_Activity:_ If a line in the data holds the string "custom", list it.

_Exercise data:_
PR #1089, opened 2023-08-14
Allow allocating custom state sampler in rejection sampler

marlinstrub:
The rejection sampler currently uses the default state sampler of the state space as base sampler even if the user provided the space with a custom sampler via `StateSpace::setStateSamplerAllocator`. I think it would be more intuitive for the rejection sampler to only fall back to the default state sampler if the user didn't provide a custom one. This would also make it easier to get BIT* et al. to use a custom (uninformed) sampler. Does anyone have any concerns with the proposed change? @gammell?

_Your solution:_
Allow allocating custom state sampler in rejection sampler
The rejection sampler currently uses the default state sampler of the state space as base sampler even if the user provided the space with a custom sampler via `StateSpace::setStateSamplerAllocator`. I think it would be more intuitive for the rejection sampler to only fall back to the default state sampler if the user didn't provide a custom one. This would also make it easier to get BIT* et al. to use a custom (uninformed) sampler. Does anyone have any concerns with the proposed change? @gammell?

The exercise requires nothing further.